The Turkish political landscape has been volatile for a while now and, especially in the past few years, we have witnessed dramatic transformations of Turkish state structures and institutions. The attempted coup of July 15th 2016 reinforced the significance and ongoing power of the Turkish military regardless of which political interests they are aligned with and it showed, once and again, the dangerous centrality of corrupt elite alliances in Erdogan’s ‘new Turkey’. More importantly, the 2016 coup attempt became a convenient pretext for massive crack-downs on heterogenous opposition to the government and it further instigated regime change through an emergency status referendum in 2017.
On the second anniversary of the coup attempt on July 15th 2018, the military itself became the target of radical structural reforms with an emergency decree placing the chief of General Staff and all force commanders under the Ministry of Defense. The decree also officially ended the de facto autonomy of the Turkish military, enjoyed by them since the early days of the republic. Regardless of their official status of autonomy however, the Turkish military has always been an extension and enabler of republican state ideology. This took different forms based on historically specific and fluid political dynamics. From the transition to parliamentary democracy in the 1950s and onwards, the military has loomed over civilian politics through a variety of coups and memorandums. At times the Turkish Military has been aligned with anti-Islamist, anti-leftist and anti-Kurdish political agendas, but has consistently espoused a Sunni Turkish nationalism in the shape of secularism.The question is: how did Turkey’s hawkish pashas now end up bowing to civilian authority in the shape of the AKP; and more importantly, what is the socio-cultural backdrop to this political shift? The answer can be found in the relatively recent history of Turkish civil-military relations- from the 1980s to the end of the 2000s- when the military defined the rise of political Islam as the top national security threat. During this era, a secularist military mobilized against Islamization by using not only the power of arms and tanks, but also through its institutional reach into the state apparatus to exert control over issues ranging from education, TV broadcasting, and business. In effect, the military securitized religion through large-scale threats of coups and memoranda, while at the same time micro-managing cultural symbols of Islamization in its security discourse and within its own ranks and bases.
In its security discourse during this period, the Turkish military engaged in practices of identifying, expelling, or recuperating ‘Islamist infiltrators’ within the officers’ cadre; most of whom were identified through the headscarves of their wives and daughters. Based on an ethnographic study on military bases and in-depth interviews with the wives of military officers, my article in Security Dialogue examines the lived experience of the unique intertwinement of secularism with security through the concept of secular risk governance. Drawing on risk-based security studies that discuss risk as a form of social governance, I demonstrate the ways that a vaguely defined concept like ‘secularity’ ultimately determined the content and extent of Turkish security and political agendas, and gave meaning to notions of security and risk across a secular/religious epistemic divide. I further show how secular risk governance monitored the social life, daily conduct, and private realms of individuals by measuring ‘excess’ and ‘deviance’ against the backdrop of a normative modern and secular Sunni Muslim identity, where public representation of women’s bodies was key.
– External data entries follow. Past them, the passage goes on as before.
PR #729, opened 2020-07-09
Validate script name when passed as option

jacobsteves:
Closes https://github.com/Shopify/script-service/issues/1435

We need to validate the script name when passing an invalid name as an cli option. Otherwise, other pieces of code will fail.

Runs the same validations on option provided names as prompted names.

### Screenshot
image

### DIFF
--- a/lib/project_types/script/messages/messages.rb
+++ b/lib/project_types/script/messages/messages.rb
@@ -18,8 +18,12 @@ module Script
           invalid_context_cause: "Your .shopify-cli.yml file is not correct.",
           invalid_context_help: "See https://help.shopify.com",
 
+          invalid_script_name_cause: "Invalid script name.",
+          invalid_script_name_help: "Replace or remove unsupported characters. Valid characters "\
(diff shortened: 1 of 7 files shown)


lib/project_types/script/messages/messages.rb
```diff
@@ -18,8 +18,12 @@ module Messages
           invalid_context_cause: "Your .shopify-cli.yml file is not correct.",
           invalid_context_help: "See https://help.shopify.com",
 
+          invalid_script_name_cause: "Invalid script name.",
+          invalid_script_name_help: "Replace or remove unsupported characters. Valid characters "\
+                                    "are numbers, letters, spaces, hyphens, or underscores.",
```
andyw8, line 23: We saying spaces are allowed, but it looks like we implicitly convert them to underscores?

jacobsteves: True good catch, I just copy pasted this so I forgot to check. Thanks!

My analysis also contributes to our understanding of how the populist secular/religious divide that looms over Turkish politics came into being as a self-fulfilling prophecy through the security framework enforced by the Turkish military. It throws light on a particularly crucial era of the authoritarian secularist security paradigm, which sowed the seeds of the AKP’s revanchist agenda and the increasingly sharpening ‘authoritarian turn’ after 2011 that began with a massive swing of authoritarian power from the Turkish military to the AKP. My analysis also considers civil-military relations since 2011 to make sense of how the military’s anti-Islamist security discourse paved the way for informal and illegal alliances and their subsequent disastrous collapse through the 2016 coup attempt.
This case also offers important lessons in understanding the securitization of Muslims in Western security politics since 9/11. In the article, I point out how safety is practiced as secularity, parallel to the securitization of risky individuals who practice religion publicly in Western countries. This brings attention to future research on the security practices that govern our understanding of what being a ‘safe Muslim’ might mean according to secular norms. Approaching the securitization of Islam in Turkey through the concept of secular risk governance, my analysis bridges institutional and cultural mechanisms involved in security discourses and reveal how security happens through social relations and identities rather than solely through state-led military agendas.